Hacker News new | ask | show | jobs
by laidoffamazon 297 days ago
Isn't the new trend to train in lower precision anyway?
2 comments

Today, training in "low precision" probably means computing FP8 x FP8 -> FP32. The FP32 accumulation is still important, but otherwise yes this works, especially if we're talking about MXFP8 as supported on Blackwell [0].

What's less proven is a recipe using MXFP4 x MXFP4 -> FP32 compute, e.g. [1], which needs more involved techniques to work. But if you get it to work stably, that pathway is running at full throughput on 5090.
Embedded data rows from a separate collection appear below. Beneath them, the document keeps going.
PR #4509, opened 2018-03-06
Fix Paginate so it does not require currentPage

### LINKED ISSUE #4507: AMO is returning a server error after any search related action
STR:

1. Go to AMO-dev homepage and perform a search

Actual result:
A server error is received after any search action

Expected results:
Search results are listed

Notes:
- reproduces also  for 'See more" links and  Collections listed on homepage

server error

bobsilverberg:
Fixes #4507

### DIFF
--- a/src/core/components/Paginate/index.js
+++ b/src/core/components/Paginate/index.js
@@ -20,7 +20,7 @@ export class PaginateBase extends React.Component {
   static propTypes = {
     LinkComponent: PropTypes.func,
     count: PropTypes.number.isRequired,
-    currentPage: PropTypes.number.isRequired,
+    currentPage: PropTypes.number,
     i18n: PropTypes.object.isRequired,
     pathname: PropTypes.string.isRequired,
     perPage: PropTypes.number,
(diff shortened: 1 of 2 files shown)


src/core/components/Paginate/index.js
```diff
@@ -74,9 +75,6 @@ export class PaginateBase extends React.Component {
     if (count === undefined) {
       throw new Error('The count property cannot be undefined');
     }
-    if (currentPage === undefined) {
```
tofumatt: Shouldn't the `defaultProps` setting mean this doesn't happen? I forget how `defaultProps` work exactly...

bobsilverberg: Correct, which is why I removed the code. `currentPage` will never be undefined, so this `if` statement is superfluous.

tofumatt: I'm wondering what would happen if currentPage was null or 0 due to an error in a parent component. Would be nice to have an error thrown if that will break things.

bobsilverberg: Ah, good point. I'll check that and if it's an issue I'll issue a fix.

bobsilverberg: Guess what? I totally broke pagination with this fix! I'll open a new issue and hopefully it's something I can fix fairly quickly.

tofumatt: That's weird, I got pagination working locally when I tried this...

[0]: https://arxiv.org/abs/2506.08027 [1]: https://arxiv.org/abs/2502.20586

Interesting. My assumption was one of the innovations of DeepSeek and the modern GPT models was performing low precision pretraining rather than just finetuning further. I didn't realize you still need accumulation at a higher precision anyway
Only GPU-poors run Q-GaLore and similar tricks.
Even the large cloud AI services are focusing on this too, because it drives down the average "cost per query", or whatever you want to call it. For inference, arguably more even than training, the smaller and more efficient they can get it, the better their bottom line.
For inference of course; the OP I replied to mentioned training though.